Ryan Budnick will be defending his dissertation proposal, tentatively entitled: Limited Learners in Language Acquisition, on Friday, May 15th, at 1:00 p.m. 


Title: Limited Learners in Language Acquisition

Supervisor: Charles Yang

Proposal Committee:  Gareth Roberts (chair), Kathryn Schuler & Mitch Marcus

Time: 1:00 p.m. - 2:30 p.m.



Language learners are limited: They bring limited cognitive resources to bear on limited data. These limitations dominated early formal modelling of language acquisition, but new approaches to computational modelling have driven researchers to afford more powerful computational abilities to language learners. In this dissertation proposal I formulate new abstract limitations, motivated by psycholinguistic evidence and theoretical computer science, which provide new insights into old data, and suggest future directions for modelling work, across three cases.

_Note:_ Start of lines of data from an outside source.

PR #2330, opened 2025-08-02
VDR: Delegate refactoring

panos-lunarg:


framework/decode/vulkan_replay_dump_resources_common.cpp
```diff
@@ -557,18 +563,15 @@ VkResult DumpImageToFile(const VulkanImageInfo*               image_info,
...
                     }
                     else
                     {
                         scaled_extent = image_info->extent;
                     }
 
-                    scaled_extent.width  = std::max(1u, scaled_extent.width >> mip);
-                    scaled_extent.height = std::max(1u, scaled_extent.height >> mip);
-                    scaled_extent.depth  = std::max(1u, scaled_extent.depth >> mip);
+                    scaled_extent                    = ScaleToMipLevel(scaled_extent, mip);
```
bradgrantham-lunarg: Does this line immediately replace the value of `scaled_extent` set in the previous `if`-`else` statement?

framework/decode/vulkan_replay_dump_resources_common.cpp
```diff
@@ -627,8 +630,22 @@ VkResult DumpImageToFile(const VulkanImageInfo*               image_info,
...
 
-                    util::bufferwriter::WriteBuffer(
+                    const size_t bytes_written = util::bufferwriter::WriteBuffer(
                         filename, offsetted_data, subresource_sizes[sub_res_idx], compressor);
+
+                    dumped_subresource.size = subresource_sizes[sub_res_idx];
+
+                    if (compressor != nullptr && bytes_written != subresource_sizes[sub_res_idx])
+                    {
+                        if (!before_command)
```
bradgrantham-lunarg: Are `before_{thing}` or `{thing}` ever used at the same time?  It looks like to me in a quick scan it's only ever one or the other, and it's selected by `before_command` in this function and in other places.  I think that makes it a place where errors are more likely.  Could filename, size, and compressed_size be put in a struct and selected, or maybe even just have just the one variant without `before_` in `Dumped*` and put `before_command` in `Dumped*`?

framework/decode/vulkan_replay_dump_resources_common.h
```diff
@@ -63,6 +65,269 @@ struct MinMaxVertexIndex
 
 using BoundDescriptorSets = std::unordered_map<uint32_t, VulkanDescriptorSetInfo::VulkanDescriptorBindingsInfo>;
 
+enum class DumpResourcesCommandType
+{
+    kUnknown,
```
bradgrantham-lunarg: This means the object doesn't yet contain information about a command, right?  This and the other `kUnknown` below seem more to me like `kNone`.

framework/decode/vulkan_replay_dump_resources_compute_ray_tracing.cpp
```diff
@@ -1232,130 +1212,130 @@ VkResult DispatchTraceRaysDumpingContext::DumpMutableResources(uint64_t bcb_inde
...
-        res_info.set                    = mutable_resources_clones.images[i].desc_set;
-        res_info.binding                = mutable_resources_clones.images[i].desc_binding;
-        res_info.array_index            = mutable_resources_clones.images[i].array_index;
-        res_info.stages                 = mutable_resources_clones.images[i].stages;
-        auto res                        = delegate_.DumpResource(res_info);
-        if (res != VK_SUCCESS)
-        {
-            return res;
-        }
+        // Stop pointing to the stack allocated VulkanImageInfo
```
bradgrantham-lunarg: I think it would be good to avoid any situation in which we need to be careful about a stack-allocated object since if the author of a new function forgets to do the following two lines we will likely read incorrect memory later.

framework/decode/vulkan_replay_dump_resources_delegate.cpp
```diff
@@ -64,89 +64,229 @@ bool DefaultVulkanDumpResourcesDelegate::IsImageDumpable(const graphics::VulkanI
...
+            dumped_buffer = std::get_if<DumpedBuffer>(&dumped_buffer_desc->dumped_resource);
+            GFXRECON_ASSERT(dumped_buffer != nullptr);
+        }
+        break;
+
+        default:
+            GFXRECON_LOG_ERROR("%s(): Unexpected resource type", __func__)
+    }
+
+    dumped_buffer->filename = std::invoke(filename_generator, *this, *dumped_resource, false);
```
bradgrantham-lunarg: What is the value of using invoke here and not just calling a function in the `if-else` chain above?

framework/decode/vulkan_replay_dump_resources_draw_calls.h
```diff
@@ -402,6 +394,77 @@ class DrawCallsDumpingContext
         }
     }
 
+    static const format::ApiCallId DrawCallTypeApiCallId(DrawCallType type)
```
bradgrantham-lunarg: Were these two functions added for debugging and should be removed?  They're not used anywhere as far as I can tell.

framework/decode/vulkan_replay_dump_resources_common.h
```diff
@@ -63,6 +65,269 @@ struct MinMaxVertexIndex
...
+
+struct DumpedBuffer : DumpedFile
+{
+    DumpedBuffer() = default;
+
+    DumpedBuffer(const VulkanBufferInfo* bi, VkDeviceSize o, size_t s) : DumpedFile(s), buffer_info(bi), offset(o) {}
+
+    DumpedBuffer(const std::vector<uint8_t> data) : DumpedFile(data.size()), inline_uniform_data(data) {}
+
+    DumpedBuffer(const DumpedBuffer& other)
```
bradgrantham-lunarg: Should this also copy `inline_uniform_data`?

framework/decode/vulkan_replay_dump_resources_common.cpp
panos-lunarg: `before_command` specifies whether we are dumping resources before the execution of the dumped command or after. When we are dumping "before" (`--dump-resources-before-draw` cl option is set) we are also dumping "after" the execution of the command. So in this case `DumpImageToFile` and `DumpBufferToFile` functions will be called once when dumping the resources before (`before_command` == `true`) and once after (`before_command` == `false`).
If we are doing a "normal" dump, dumping only after the execution of the commands, then the `before_command` will always be false.

framework/decode/vulkan_replay_dump_resources_common.cpp
panos-lunarg: Yes. Will change it

framework/decode/vulkan_replay_dump_resources_common.h
panos-lunarg: Sounds good

framework/decode/vulkan_replay_dump_resources_draw_calls.h
panos-lunarg: good catch

framework/decode/vulkan_replay_dump_resources_delegate.cpp
panos-lunarg: In this function just fewer lines of code.
In `DumpImage`, where each filename generator is called for each image subresource, I think it benefits more as it simplifies the code.

framework/decode/vulkan_replay_dump_resources_common.h
panos-lunarg: Good catch

framework/decode/vulkan_replay_dump_resources_draw_calls.h
bradgrantham-lunarg: DrawCallTypeToApiCallId too

framework/decode/vulkan_replay_dump_resources_common.cpp
bradgrantham-lunarg: Sent an email for a subsequent revision about this, resolving for this PR.

framework/util/buffer_writer.cpp
```diff
@@ -45,30 +45,35 @@ bool WriteBuffer(const std::string& filename, const void* data, size_t size, con
...
+    size_t bytes_written;
     if (compressor != nullptr)
     {
         std::vector<uint8_t> compressed_data;
         size_t compressed_size = compressor->Compress(size, static_cast<const uint8_t*>(data), &compressed_data, 0);
-        if (compressed_size > 0)
+
+        // Regardless of the compression method, if compressed output is larger than the input then use the uncompressed
+        // data
+        if (compressed_size && compressed_size < size)
```
dfriederich: I do think that if we do compress, then we should still be doing it even if the result is slightly bigger. For zlib, we can uncompress without knowing the size, with this we cannot.

framework/util/buffer_writer.cpp
```diff
@@ -45,30 +45,35 @@ bool WriteBuffer(const std::string& filename, const void* data, size_t size, con
...
-    bool success;
+    bool   success;
+    size_t bytes_written;
     if (compressor != nullptr)
     {
         std::vector<uint8_t> compressed_data;
         size_t compressed_size = compressor->Compress(size, static_cast<const uint8_t*>(data), &compressed_data, 0);
-        if (compressed_size > 0)
+
+        // Regardless of the compression method, if compressed output is larger than the input then use the uncompressed
```
dfriederich: Off by 1 in comment bug :-).
If the sizes are equal, this uses uncompressed too. It has to, as otherwise the equal size case would be ambiguous.

framework/util/buffer_writer.cpp
```diff
@@ -29,7 +29,7 @@ GFXRECON_BEGIN_NAMESPACE(gfxrecon)
 GFXRECON_BEGIN_NAMESPACE(util)
 GFXRECON_BEGIN_NAMESPACE(bufferwriter)
 
-bool WriteBuffer(const std::string& filename, const void* data, size_t size, const Compressor* compressor)
+size_t WriteBuffer(const std::string& filename, const void* data, size_t size, const Compressor* compressor)
 {
     assert(data);
     assert(size);
```
dfriederich, line 35: Just as note, I'm a bit surprised that a 0 sized buffer is not legal to be written. Not wrong, just unexpected at least for me :-)

framework/util/buffer_writer.cpp
panos-lunarg: I was planning on changing the json output a bit by adding a new entry.
`size` will list the uncompressed size and `compressedSize` will list the compressed size. If there's no compression then there won't be a `compressedSize`.
You have a point that it might cause confusion if not compressing all the time, I'll switch back to always using the compressed output, regardless its size, while keeping the json entries.

framework/util/buffer_writer.cpp
panos-lunarg: I think since [the spec does not allow creating 0 sized buffers](https://registry.khronos.org/vulkan/specs/latest/html/vkspec.html#VUID-VkBufferCreateInfo-size-00912), a zero size here would be suspicious

framework/decode/vulkan_replay_dump_resources_common.h
```diff
@@ -63,15 +67,336 @@ struct MinMaxVertexIndex
...
+
+    DumpedBuffer(const VulkanBufferInfo* bi, VkDeviceSize o, VkDeviceSize s) : DumpedFile(s), buffer_info(bi), offset(o)
+    {}
+
+    const VulkanBufferInfo* buffer_info{ nullptr };
+    VkDeviceSize            offset{ VK_WHOLE_SIZE };
+
+    void CopyDumpedInfo(const DumpedBuffer& other)
+    {
+        filename        = other.filename;
```
MarkY-LunarG, line 121: Don't you need to copy over the offset as well?

framework/decode/vulkan_replay_dump_resources_common.h
```diff
@@ -63,15 +67,336 @@ struct MinMaxVertexIndex
...
+
+struct DumpedImage
+{
+    DumpedImage() = default;
+
+    DumpedImage(const VulkanImageInfo* i_f) : image_info(i_f), scaling_failed(false), dumped_raw(false) {}
+
+    const VulkanImageInfo* image_info{ nullptr };
+
+    bool     scaling_failed{ false };
```
MarkY-LunarG, line 138: Can you add a comment what you mean by "scaling_failed" here?

framework/decode/vulkan_replay_dump_resources_common.h
```diff
@@ -63,15 +67,336 @@ struct MinMaxVertexIndex
...
+        dumped_format       = other.dumped_format;
+        dumped_subresources = other.dumped_subresources;
+    }
+};
+
+struct DumpedResourceBase
+{
+    DumpedResourceBase() = default;
+
+    DumpedResourceBase(DumpResourceType t, uint64_t bcb, uint64_t cmd, uint64_t qs) :
```
MarkY-LunarG, line 174: What is BCB?  I think a description of the items here would be helpful.  I'm assuming it is BeginCmdBuffer Index?

framework/decode/vulkan_replay_dump_resources_common.h
```diff
@@ -63,15 +67,336 @@ struct MinMaxVertexIndex
...
+        DumpedResourceBase(t, bcb, cmd, qs, rp, sp),
+        location(l), dumped_image(img_info)
+    {
+        if (before)
+        {
+            dumped_image_before = DumpedImage(img_info);
+        }
+    }
+
+    DumpedImage dumped_image;
```
MarkY-LunarG, line 399: I'm not sure what the difference is between the `dumped_image` and `dumped_image_before`, can you clarify?

framework/decode/vulkan_replay_dump_resources_common.h
```diff
@@ -63,15 +67,336 @@ struct MinMaxVertexIndex
...
+    DumpedImage dumped_image_before;
+
+    uint32_t location{ 0 };
```
MarkY-LunarG, line 406: What is the location?  Is this render target index?

framework/decode/vulkan_replay_dump_resources_common.cpp
```diff
@@ -525,111 +555,26 @@ VkResult DumpImageToFile(const VulkanImageInfo*               image_info,
...
             for (uint32_t layer = 0; layer < image_info->layer_count; ++layer)
             {
-                const std::string& filename = filenames[f++];
+                const VkExtent3D subresource_extent        = ScaleToMipLevel(image_info->extent, mip);
+                const VkExtent3D subresource_scaled_extent = ScaleToMipLevel(scaled_extent, mip);
 
-                // We don't support stencil output yet
-                if (aspects[i] == VK_IMAGE_ASPECT_STENCIL_BIT)
-                    continue;
+                dumped_image.dumped_subresources.emplace_back(
```
MarkY-LunarG, line 565: Don't we need more info if we're going to determine what this sub-resource is, like command buffer index etc?  Or is this tracking not meant to identify images at specific commands/locations?

framework/decode/vulkan_replay_dump_resources_common.cpp
```diff
@@ -642,9 +587,60 @@ VkResult DumpImageToFile(const VulkanImageInfo*               image_info,
...
+    GFXRECON_ASSERT(buffer_info != nullptr);
+
+    GFXRECON_ASSERT(dumped_buffer.size);
+    GFXRECON_ASSERT(dumped_buffer.size != VK_WHOLE_SIZE);
+    GFXRECON_ASSERT(dumped_buffer.offset != VK_WHOLE_SIZE);
+
+    const uint32_t transfer_queue_index = FindTransferQueueFamilyIndex(device_info->enabled_queue_family_flags);
+    if (transfer_queue_index == VK_QUEUE_FAMILY_IGNORED)
+    {
+        GFXRECON_LOG_ERROR("Failed to find a transfer queue")
```
MarkY-LunarG, line 632: Should we add a TODO (and maybe an issue) to implement this in the future if a transfer queue isn't available?  Or is that a scenario we will never care about?

framework/decode/vulkan_replay_dump_resources_compute_ray_tracing.cpp
```diff
@@ -238,7 +236,7 @@ bool DispatchTraceRaysDumpingContext::MustDumpDispatch(uint64_t index) const
         return false;
     }
 
-    for (size_t i = dump_resources_before_ ? current_dispatch_index_ / 2 : current_dispatch_index_;
+    for (size_t i = options_.dump_resources_before ? current_dispatch_index_ / 2 : current_dispatch_index_;
```
MarkY-LunarG, line 239: Why are these " / 2" if the _before option is present?

framework/decode/vulkan_replay_dump_resources_compute_ray_tracing.cpp
```diff
@@ -1246,130 +1225,173 @@ VkResult DispatchTraceRaysDumpingContext::DumpMutableResources(uint64_t bcb_inde
...
-            res_info.binding     = mutable_resources_clones_before.buffers[i].desc_binding;
-            res_info.array_index = mutable_resources_clones_before.buffers[i].array_index;
-            res_info.stages      = mutable_resources_clones_before.buffers[i].stages;
-            res                  = delegate_.DumpResource(res_info);
+            return res;
+        }
+
+        delegate_.DumpResource(res_info);
+
+        // Dump the "before" resource
```
MarkY-LunarG, line 1279: Why dump the "before" items after the "after" items? Maybe a comment here would be helpful.

framework/decode/vulkan_replay_dump_resources_compute_ray_tracing.cpp
```diff
@@ -1246,130 +1225,173 @@ VkResult DispatchTraceRaysDumpingContext::DumpMutableResources(uint64_t bcb_inde
...
+                            options_.dump_resources_dump_raw_images,
+                            options_.dump_resources_dump_all_image_subresources,
+                            dumped_image_data.data,
+                            device_info,
+                            device_table_,
+                            instance_table_,
+                            object_info_table_);
             if (res != VK_SUCCESS)
             {
+                GFXRECON_LOG_ERROR("Reading from image descriptor %" PRIu64 " failed (%s)",
```
MarkY-LunarG, line 1302: In all the log messages in this file, should you identify these as compute/ray-tracing workload items?

framework/decode/vulkan_replay_dump_resources_compute_ray_tracing.cpp
```diff
@@ -1421,17 +1447,72 @@ VkResult DispatchTraceRaysDumpingContext::DumpDescriptors(uint64_t qs_index,
...
+                            if (img_info == nullptr)
+                            {
+                                continue;
+                            }
+
+                            if (!IsImageDumpable(instance_table_, object_info_table_, img_info))
                             {
-                                image_descriptors.insert(img_info);
-                                dumped_descriptors.image_descriptors.insert(img_info);
+                                continue;
```
MarkY-LunarG, line 1452: Maybe an info or debug message here?

framework/decode/vulkan_replay_dump_resources_compute_ray_tracing.cpp
```diff
@@ -1421,17 +1447,72 @@ VkResult DispatchTraceRaysDumpingContext::DumpDescriptors(uint64_t qs_index,
...
+                                                         device_table_,
+                                                         instance_table_,
+                                                         object_info_table_);
+                                if (res != VK_SUCCESS)
+                                {
+                                    GFXRECON_LOG_ERROR("Reading from image descriptor %" PRIu64 " failed (%s)",
+                                                       img_info->capture_id,
+                                                       util::ToString(res).c_str());
+
+                                    dumped_resources.dumped_descriptors.pop_back();
```
MarkY-LunarG, line 1493: Is this right?  Are we sure it's always the last at this point?

framework/decode/vulkan_replay_dump_resources_delegate.cpp
```diff
@@ -28,345 +28,494 @@
...
+        case VK_FORMAT_B8G8R8_UNORM:
+            return util::imagewriter::DataFormats::kFormat_BGR;
 
-    if (output_image_format != KFormatRaw)
+        case VK_FORMAT_B8G8R8A8_SRGB:
+        case VK_FORMAT_B8G8R8A8_UNORM:
+            return util::imagewriter::DataFormats::kFormat_BGRA;
+
+        case VK_FORMAT_D32_SFLOAT:
+        case VK_FORMAT_D32_SFLOAT_S8_UINT:
```
MarkY-LunarG, line 203: Are the stencil format items correct here?  Won't a D32 S8 for example have 40-bits per pixel?

MarkY-LunarG (commented):
In general things look good, lots of questions and some comments  would be greatly helpfu.  Additionally, I think some where describing how you identify common resources would be useful because it wasn't obvious to me.

framework/decode/vulkan_replay_dump_resources_common.h
fabian-lunarg: `scaling_failed` indicates that scaling was requested (scale != 1.f) but not supported.

it's set like this in .cpp:
`dumped_image.scaling_failed = (scale != 1.0f && !scaling_supported);`

we support scaling via `vkCmdBlit` and that 'can' be unsupported for certain formats (e.g. like depth/stencil)

framework/decode/vulkan_replay_dump_resources_common.h
panos-lunarg: Yes, good catch

framework/decode/vulkan_replay_dump_resources_common.h
panos-lunarg: Yes

framework/decode/vulkan_replay_dump_resources_common.h
panos-lunarg: Yes. Added a comment

framework/decode/vulkan_replay_dump_resources_common.h
panos-lunarg: `dumped_image_before` is the dumped resource when we are also dumping the resources before the execution of the command (draw, dispatch, etc).
Added a comment

framework/decode/vulkan_replay_dump_resources_common.h
panos-lunarg: Yes. Added a comment

framework/decode/vulkan_replay_dump_resources_common.cpp
panos-lunarg: The sub resources belong to `DumpedImage` (`DumpedImage::dumped_subresources`).
The resources we dump currently that are images are `DumpedDescriptor` and `DumpedRenderTarget` which both inherit `DumpedResourceBase` which hold the information that you describe.

framework/decode/vulkan_replay_dump_resources_common.cpp
panos-lunarg: I think this scenario is fairly unlikely since transfer operations can be performed by queues that have `VK_QUEUE_TRANSFER_BIT` set. In the absence of such a queue we search for queues that have `VK_QUEUE_GRAPHICS_BIT | VK_QUEUE_COMPUTE_BIT` bits set, which according to spec, can also perform transfer operations. So in order for us to return `VK_QUEUE_FAMILY_IGNORED` the implementation must be lacking a queue with any of these 3 flags

framework/decode/vulkan_replay_dump_resources_compute_ray_tracing.cpp
panos-lunarg: There is a counter for each dumped command (Dispatch in this case). When we are also dumping the resources before the execution of the command this counter is incremented twice per command. So in some cases, for example in this function, we need to divide by to find which command we are right now.

framework/decode/vulkan_replay_dump_resources_compute_ray_tracing.cpp
panos-lunarg: The order is not important. The dumped resource is constructed, in this particular case at line 1240, the "after" resource is dumped and then the "before". It could have been the other way around

framework/decode/vulkan_replay_dump_resources_compute_ray_tracing.cpp
panos-lunarg: Don't think it will add some valuable information. Also these warnings/errors come from functions that are shared between ray tracing/dispatch code and are agnostic from which one they are called

framework/decode/vulkan_replay_dump_resources_compute_ray_tracing.cpp
panos-lunarg: Yes

framework/decode/vulkan_replay_dump_resources_compute_ray_tracing.cpp
panos-lunarg: `dumped_resources.dumped_descriptors.emplace_back()` is called in all cases so it should be the last, right?

framework/decode/vulkan_replay_dump_resources_delegate.cpp
panos-lunarg: We don't support stencil atm, so if we dump only the depth aspect it should be correct

bradgrantham-lunarg (approved):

First, I examine the acquisition of lexical stress systems. Based on developmental evidence, I argue that learners acquire much of their prosodic knowledge prior to robust word segmentation, and so regular stress systems are only learnable if they are parseable. Simple restrictions on the memory and revision capacities of the learner are then sufficient to generate the non-rhythmic stress typology. Second, I turn to the learning of word meanings under referential ambiguity. I formalize a measure of attention, and demonstrate that models which reflect learners' actual behavior are those models which have restricted attention. This suggests a domain to search for models for broader learning problems. Third, I consider parametric learning models whose states are characterized as probability distributions over the grammar space. Researchers have recently argued that the failure of Yang's (2002) naïve learner to converge on certain learning problems provides evidence that learners actually have additional computational power. I construct a simple modification of the naïve model that is sufficient to learn in these difficult cases and generalizes to probabilistic OT learning.